(Excerpted data begins)
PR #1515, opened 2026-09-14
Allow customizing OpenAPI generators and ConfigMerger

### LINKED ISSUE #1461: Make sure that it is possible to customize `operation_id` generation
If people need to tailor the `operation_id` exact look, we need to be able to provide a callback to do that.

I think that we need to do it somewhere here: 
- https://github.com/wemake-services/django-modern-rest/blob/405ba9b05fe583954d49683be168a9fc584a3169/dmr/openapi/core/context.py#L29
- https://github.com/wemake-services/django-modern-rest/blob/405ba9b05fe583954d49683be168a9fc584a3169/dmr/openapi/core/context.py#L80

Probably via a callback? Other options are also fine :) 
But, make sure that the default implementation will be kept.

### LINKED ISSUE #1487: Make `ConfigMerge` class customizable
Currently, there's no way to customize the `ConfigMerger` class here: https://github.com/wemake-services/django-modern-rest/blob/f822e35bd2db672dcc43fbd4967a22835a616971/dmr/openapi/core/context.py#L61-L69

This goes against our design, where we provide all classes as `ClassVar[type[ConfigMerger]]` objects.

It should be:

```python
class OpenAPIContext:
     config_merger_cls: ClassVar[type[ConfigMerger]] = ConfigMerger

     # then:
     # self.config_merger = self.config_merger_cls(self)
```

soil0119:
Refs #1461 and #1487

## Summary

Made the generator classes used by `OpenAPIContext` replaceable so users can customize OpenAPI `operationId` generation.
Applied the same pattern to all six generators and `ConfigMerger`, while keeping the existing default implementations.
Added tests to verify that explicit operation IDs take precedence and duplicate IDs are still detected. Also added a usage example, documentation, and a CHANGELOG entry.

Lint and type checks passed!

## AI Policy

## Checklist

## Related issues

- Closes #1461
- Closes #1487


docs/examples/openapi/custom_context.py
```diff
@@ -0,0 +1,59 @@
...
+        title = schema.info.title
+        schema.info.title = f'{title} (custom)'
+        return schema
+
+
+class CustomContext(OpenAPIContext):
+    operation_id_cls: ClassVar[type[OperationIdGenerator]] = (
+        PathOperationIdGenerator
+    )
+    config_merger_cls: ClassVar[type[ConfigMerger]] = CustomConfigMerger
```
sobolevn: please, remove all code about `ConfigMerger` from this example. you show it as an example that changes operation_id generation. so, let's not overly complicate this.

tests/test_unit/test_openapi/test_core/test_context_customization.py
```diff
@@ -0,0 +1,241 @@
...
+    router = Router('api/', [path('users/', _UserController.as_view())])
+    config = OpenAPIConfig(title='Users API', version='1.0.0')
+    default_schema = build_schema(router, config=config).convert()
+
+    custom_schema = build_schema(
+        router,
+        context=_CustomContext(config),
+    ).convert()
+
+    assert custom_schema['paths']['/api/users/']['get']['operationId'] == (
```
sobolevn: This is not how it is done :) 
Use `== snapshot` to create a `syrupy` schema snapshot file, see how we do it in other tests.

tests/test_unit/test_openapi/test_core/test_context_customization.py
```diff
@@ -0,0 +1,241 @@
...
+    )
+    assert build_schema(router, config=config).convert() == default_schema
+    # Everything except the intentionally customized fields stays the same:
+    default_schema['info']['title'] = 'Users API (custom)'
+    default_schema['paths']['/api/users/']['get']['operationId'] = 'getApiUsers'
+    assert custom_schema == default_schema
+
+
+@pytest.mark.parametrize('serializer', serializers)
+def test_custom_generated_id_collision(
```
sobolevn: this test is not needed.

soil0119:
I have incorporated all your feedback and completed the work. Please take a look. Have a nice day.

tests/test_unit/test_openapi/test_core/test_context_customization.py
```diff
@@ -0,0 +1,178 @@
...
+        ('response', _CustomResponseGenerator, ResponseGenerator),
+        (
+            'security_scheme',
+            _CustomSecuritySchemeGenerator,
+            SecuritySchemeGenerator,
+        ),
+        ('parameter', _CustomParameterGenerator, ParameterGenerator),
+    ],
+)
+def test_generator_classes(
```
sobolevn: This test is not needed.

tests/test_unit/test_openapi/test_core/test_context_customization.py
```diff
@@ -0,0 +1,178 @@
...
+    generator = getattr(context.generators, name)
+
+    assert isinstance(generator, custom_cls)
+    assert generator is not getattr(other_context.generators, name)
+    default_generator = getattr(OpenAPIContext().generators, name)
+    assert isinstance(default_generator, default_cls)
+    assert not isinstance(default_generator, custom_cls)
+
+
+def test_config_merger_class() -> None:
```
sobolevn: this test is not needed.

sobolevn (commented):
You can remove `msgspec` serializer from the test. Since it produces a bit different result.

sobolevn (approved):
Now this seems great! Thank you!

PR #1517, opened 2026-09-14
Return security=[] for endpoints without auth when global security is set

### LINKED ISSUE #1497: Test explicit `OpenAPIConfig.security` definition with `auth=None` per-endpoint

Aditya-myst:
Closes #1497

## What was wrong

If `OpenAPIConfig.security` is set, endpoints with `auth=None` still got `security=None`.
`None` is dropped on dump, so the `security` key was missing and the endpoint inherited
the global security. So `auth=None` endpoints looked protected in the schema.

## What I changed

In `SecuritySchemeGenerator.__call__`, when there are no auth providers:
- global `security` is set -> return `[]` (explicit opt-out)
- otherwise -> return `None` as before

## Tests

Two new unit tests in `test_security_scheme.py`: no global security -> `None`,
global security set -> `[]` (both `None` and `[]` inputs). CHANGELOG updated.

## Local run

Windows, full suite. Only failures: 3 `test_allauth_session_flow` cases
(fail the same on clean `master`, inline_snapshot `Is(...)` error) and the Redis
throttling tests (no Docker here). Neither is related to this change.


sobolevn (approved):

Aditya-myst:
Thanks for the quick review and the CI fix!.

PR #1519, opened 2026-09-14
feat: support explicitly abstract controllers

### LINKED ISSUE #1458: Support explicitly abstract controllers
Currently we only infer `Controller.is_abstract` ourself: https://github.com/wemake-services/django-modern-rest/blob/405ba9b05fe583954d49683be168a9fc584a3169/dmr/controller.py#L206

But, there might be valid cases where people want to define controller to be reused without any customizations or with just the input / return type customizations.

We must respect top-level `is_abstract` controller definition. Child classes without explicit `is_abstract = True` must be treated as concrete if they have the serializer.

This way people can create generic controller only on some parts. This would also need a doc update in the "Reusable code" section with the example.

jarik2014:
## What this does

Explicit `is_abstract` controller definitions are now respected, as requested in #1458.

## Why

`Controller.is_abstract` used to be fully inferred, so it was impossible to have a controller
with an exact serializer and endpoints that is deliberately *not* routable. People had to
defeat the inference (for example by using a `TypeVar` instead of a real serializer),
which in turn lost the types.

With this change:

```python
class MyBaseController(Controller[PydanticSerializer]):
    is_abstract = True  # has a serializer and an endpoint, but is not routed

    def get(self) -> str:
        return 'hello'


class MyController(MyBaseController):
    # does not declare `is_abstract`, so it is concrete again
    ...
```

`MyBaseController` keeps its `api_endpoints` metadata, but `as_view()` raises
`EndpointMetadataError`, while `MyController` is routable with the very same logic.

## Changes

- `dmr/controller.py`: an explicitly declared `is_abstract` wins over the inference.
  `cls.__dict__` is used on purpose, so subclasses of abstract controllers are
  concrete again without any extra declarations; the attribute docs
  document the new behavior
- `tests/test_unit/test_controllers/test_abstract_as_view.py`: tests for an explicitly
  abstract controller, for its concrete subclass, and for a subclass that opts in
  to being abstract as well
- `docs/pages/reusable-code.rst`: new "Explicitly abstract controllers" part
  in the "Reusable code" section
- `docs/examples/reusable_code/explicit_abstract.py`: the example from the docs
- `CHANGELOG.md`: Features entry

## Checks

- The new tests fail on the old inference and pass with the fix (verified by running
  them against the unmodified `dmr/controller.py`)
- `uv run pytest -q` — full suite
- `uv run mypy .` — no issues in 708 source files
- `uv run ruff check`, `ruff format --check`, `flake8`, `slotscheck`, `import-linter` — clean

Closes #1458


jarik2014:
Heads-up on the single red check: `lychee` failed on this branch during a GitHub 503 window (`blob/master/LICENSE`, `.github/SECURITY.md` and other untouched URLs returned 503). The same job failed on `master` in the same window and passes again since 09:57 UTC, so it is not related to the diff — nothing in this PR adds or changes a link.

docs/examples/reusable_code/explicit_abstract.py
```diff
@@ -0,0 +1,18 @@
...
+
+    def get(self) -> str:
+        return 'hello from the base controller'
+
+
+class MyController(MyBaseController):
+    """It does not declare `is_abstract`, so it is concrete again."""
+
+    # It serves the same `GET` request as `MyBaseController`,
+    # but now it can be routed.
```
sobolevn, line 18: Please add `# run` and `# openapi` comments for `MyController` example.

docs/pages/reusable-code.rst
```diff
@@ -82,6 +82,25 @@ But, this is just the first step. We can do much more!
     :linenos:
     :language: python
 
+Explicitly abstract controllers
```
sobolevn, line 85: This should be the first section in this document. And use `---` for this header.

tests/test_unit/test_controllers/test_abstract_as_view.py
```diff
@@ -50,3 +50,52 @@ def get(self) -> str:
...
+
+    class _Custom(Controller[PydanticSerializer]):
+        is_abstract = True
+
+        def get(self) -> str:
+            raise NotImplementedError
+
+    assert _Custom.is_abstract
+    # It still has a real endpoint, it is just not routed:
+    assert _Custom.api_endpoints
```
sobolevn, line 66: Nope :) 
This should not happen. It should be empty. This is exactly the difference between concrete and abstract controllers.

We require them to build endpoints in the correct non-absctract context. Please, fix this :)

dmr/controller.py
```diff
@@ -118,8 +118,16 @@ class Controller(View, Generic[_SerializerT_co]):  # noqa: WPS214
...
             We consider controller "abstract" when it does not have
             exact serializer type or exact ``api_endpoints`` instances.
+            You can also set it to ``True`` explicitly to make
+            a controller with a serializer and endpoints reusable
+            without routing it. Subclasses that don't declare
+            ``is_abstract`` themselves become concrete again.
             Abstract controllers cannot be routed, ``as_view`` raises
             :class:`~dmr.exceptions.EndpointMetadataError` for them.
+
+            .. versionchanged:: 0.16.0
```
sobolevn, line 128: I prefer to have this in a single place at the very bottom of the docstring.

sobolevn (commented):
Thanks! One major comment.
(Excerpted data ends)
(Excerpted data begins)
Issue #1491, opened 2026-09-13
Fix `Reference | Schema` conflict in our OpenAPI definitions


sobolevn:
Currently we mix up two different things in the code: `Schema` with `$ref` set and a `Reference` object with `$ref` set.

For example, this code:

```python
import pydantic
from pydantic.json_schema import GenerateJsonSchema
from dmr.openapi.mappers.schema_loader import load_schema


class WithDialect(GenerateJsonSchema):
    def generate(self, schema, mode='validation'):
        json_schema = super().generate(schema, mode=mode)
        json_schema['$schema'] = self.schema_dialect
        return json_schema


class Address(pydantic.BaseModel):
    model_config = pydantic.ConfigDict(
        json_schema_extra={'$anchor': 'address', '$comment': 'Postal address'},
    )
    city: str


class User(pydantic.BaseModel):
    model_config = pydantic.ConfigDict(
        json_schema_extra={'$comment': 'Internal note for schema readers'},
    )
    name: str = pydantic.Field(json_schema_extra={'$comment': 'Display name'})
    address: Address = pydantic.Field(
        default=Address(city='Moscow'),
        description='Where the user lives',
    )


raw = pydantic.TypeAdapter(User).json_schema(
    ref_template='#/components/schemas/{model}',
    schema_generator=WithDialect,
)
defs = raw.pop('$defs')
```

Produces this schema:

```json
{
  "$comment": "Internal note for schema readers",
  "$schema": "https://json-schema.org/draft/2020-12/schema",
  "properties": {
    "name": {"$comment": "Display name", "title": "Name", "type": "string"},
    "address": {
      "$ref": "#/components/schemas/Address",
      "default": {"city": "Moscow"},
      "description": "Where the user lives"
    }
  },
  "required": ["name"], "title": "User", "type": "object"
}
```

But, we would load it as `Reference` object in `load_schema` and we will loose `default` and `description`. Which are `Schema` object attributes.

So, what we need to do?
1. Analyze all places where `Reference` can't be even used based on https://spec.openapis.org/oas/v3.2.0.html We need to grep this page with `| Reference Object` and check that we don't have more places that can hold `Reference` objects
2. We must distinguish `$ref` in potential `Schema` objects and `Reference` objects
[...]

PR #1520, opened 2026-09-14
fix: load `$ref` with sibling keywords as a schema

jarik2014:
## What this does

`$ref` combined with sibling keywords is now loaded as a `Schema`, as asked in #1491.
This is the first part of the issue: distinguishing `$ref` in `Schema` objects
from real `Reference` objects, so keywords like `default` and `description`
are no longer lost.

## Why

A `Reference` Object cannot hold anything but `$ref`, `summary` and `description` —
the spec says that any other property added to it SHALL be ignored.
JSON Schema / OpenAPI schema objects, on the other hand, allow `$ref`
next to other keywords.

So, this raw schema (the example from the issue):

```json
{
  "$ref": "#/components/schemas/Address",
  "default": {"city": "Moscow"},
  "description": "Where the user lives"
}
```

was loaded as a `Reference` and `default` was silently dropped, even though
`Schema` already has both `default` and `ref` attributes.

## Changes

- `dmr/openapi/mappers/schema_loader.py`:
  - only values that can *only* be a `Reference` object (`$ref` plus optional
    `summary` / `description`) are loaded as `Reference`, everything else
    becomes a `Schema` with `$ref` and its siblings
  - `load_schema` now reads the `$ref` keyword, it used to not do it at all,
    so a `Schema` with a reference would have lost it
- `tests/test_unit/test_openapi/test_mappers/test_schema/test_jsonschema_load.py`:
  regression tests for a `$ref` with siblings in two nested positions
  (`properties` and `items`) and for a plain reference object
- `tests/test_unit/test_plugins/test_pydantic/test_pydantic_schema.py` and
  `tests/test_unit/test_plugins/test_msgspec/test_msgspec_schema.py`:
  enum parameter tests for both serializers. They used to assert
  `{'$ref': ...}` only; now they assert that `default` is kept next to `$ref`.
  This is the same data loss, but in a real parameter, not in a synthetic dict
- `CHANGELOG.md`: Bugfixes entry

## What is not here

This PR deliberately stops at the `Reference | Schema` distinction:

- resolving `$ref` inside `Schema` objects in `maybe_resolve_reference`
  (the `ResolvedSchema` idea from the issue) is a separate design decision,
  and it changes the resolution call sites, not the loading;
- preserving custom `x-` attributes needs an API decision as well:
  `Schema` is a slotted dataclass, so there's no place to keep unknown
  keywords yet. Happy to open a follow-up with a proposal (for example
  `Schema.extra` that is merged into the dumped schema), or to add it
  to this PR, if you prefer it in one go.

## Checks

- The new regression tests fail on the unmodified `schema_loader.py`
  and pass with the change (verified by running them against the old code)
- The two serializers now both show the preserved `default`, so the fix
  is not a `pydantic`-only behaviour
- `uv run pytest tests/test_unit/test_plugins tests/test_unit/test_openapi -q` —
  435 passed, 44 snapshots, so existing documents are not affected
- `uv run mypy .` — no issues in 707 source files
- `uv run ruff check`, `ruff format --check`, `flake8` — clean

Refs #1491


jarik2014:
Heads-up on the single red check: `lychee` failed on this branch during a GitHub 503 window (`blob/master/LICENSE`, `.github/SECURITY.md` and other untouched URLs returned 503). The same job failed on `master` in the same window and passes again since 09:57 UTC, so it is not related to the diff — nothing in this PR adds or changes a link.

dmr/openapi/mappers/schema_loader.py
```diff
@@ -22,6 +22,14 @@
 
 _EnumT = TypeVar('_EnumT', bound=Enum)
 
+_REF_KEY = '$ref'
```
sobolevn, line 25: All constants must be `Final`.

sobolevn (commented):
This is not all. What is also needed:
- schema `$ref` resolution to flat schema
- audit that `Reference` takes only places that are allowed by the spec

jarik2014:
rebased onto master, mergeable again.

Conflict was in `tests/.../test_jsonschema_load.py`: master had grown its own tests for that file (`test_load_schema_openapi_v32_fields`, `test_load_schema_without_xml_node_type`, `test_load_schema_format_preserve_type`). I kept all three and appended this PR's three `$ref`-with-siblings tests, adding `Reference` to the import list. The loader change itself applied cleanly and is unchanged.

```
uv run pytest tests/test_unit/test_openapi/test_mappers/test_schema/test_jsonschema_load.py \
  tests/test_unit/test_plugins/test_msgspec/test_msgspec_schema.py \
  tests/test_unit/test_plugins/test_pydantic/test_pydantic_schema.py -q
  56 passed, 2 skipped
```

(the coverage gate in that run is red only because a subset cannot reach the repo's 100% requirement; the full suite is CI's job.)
(Excerpted data ends)
(Excerpted data begins)
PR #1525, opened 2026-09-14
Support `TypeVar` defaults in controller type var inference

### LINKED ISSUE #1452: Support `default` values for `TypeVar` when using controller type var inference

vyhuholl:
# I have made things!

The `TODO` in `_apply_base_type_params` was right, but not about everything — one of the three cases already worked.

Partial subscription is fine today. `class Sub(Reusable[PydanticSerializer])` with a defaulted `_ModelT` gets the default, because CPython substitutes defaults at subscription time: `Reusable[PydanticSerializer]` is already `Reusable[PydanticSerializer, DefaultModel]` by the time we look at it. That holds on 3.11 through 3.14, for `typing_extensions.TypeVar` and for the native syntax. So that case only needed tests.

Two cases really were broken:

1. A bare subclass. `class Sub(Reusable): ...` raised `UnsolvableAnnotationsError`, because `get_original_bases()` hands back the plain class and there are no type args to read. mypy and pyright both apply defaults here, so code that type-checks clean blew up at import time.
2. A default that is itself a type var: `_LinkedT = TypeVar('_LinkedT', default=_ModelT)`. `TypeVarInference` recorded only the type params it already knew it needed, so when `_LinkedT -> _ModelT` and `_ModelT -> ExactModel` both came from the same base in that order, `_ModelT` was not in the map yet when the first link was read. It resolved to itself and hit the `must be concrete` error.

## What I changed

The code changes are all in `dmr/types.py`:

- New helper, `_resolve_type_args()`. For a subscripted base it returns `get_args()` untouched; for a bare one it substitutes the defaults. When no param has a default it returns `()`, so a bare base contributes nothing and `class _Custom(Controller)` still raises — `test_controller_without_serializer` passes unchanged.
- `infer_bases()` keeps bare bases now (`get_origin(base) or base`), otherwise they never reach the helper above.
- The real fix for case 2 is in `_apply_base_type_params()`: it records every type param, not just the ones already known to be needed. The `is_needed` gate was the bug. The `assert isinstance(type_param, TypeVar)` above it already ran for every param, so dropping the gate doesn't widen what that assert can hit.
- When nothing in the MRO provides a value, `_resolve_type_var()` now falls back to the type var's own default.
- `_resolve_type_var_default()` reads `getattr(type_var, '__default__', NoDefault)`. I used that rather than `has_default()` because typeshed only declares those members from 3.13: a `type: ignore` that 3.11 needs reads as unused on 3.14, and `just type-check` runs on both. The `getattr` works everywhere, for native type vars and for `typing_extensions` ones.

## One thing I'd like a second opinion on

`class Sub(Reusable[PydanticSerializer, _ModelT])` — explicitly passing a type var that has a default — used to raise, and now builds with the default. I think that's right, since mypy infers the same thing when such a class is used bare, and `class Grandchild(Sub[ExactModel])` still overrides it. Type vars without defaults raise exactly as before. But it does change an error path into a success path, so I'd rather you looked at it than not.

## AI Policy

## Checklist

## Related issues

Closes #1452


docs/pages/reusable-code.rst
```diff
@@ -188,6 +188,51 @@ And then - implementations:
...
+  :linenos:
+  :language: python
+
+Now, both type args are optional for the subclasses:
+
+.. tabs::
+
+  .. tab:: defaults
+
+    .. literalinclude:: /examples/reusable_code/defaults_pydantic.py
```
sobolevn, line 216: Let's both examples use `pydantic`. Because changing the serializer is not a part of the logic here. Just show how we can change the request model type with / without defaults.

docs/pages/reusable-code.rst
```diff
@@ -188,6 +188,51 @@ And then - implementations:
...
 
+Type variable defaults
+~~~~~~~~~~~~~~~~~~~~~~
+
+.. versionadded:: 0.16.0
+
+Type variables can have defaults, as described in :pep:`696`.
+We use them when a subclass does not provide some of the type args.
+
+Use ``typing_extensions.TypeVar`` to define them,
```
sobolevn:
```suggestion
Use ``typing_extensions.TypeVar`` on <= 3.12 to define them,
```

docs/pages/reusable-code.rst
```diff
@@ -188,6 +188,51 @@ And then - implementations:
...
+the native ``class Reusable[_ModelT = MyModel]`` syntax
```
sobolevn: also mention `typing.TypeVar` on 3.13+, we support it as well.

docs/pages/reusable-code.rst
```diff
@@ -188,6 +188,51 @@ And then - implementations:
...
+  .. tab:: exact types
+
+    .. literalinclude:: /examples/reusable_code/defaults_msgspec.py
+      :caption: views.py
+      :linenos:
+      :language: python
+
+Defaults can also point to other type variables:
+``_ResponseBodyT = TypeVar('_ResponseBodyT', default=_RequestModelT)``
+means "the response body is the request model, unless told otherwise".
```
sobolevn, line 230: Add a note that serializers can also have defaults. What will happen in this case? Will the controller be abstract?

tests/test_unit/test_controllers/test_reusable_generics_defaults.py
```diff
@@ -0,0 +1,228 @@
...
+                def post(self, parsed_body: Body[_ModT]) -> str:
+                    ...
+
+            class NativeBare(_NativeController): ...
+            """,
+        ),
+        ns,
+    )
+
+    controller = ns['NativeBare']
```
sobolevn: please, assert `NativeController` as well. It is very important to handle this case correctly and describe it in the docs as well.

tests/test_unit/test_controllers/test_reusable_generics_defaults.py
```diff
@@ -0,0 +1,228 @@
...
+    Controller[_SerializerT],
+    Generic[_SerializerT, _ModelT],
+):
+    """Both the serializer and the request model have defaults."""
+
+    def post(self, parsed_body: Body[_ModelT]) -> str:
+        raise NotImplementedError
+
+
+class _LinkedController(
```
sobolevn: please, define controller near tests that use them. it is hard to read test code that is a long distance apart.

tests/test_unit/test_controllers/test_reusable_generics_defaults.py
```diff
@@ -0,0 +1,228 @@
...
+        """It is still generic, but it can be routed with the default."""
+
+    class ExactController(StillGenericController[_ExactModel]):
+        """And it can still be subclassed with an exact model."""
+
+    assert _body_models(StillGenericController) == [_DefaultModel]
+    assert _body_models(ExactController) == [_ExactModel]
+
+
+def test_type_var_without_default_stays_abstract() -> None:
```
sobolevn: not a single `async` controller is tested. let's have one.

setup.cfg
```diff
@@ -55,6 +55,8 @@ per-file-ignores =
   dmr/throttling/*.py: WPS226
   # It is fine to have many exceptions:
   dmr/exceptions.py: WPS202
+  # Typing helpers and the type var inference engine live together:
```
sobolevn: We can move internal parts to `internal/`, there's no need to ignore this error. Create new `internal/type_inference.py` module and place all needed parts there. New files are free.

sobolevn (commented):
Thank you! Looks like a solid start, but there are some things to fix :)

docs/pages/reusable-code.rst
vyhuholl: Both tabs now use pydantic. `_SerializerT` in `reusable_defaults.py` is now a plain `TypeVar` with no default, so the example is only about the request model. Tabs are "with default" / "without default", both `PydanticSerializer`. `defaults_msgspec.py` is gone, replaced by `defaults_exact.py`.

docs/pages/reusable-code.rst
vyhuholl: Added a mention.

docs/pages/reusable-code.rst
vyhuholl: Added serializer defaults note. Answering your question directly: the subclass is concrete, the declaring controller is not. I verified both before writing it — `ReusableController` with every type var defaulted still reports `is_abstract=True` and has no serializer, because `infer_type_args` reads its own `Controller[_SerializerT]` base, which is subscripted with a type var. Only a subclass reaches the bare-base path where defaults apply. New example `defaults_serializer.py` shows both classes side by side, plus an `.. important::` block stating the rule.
(Excerpted data ends)
■ How to complete this task:
Search the data for the word "plus" and copy each line where it appears.

■ Response below:
  - only values that can *only* be a `Reference` object (`$ref` plus optional
vyhuholl: Added serializer defaults note. Answering your question directly: the subclass is concrete, the declaring controller is not. I verified both before writing it — `ReusableController` with every type var defaulted still reports `is_abstract=True` and has no serializer, because `infer_type_args` reads its own `Controller[_SerializerT]` base, which is subscripted with a type var. Only a subclass reaches the bare-base path where defaults apply. New example `defaults_serializer.py` shows both classes side by side, plus an `.. important::` block stating the rule.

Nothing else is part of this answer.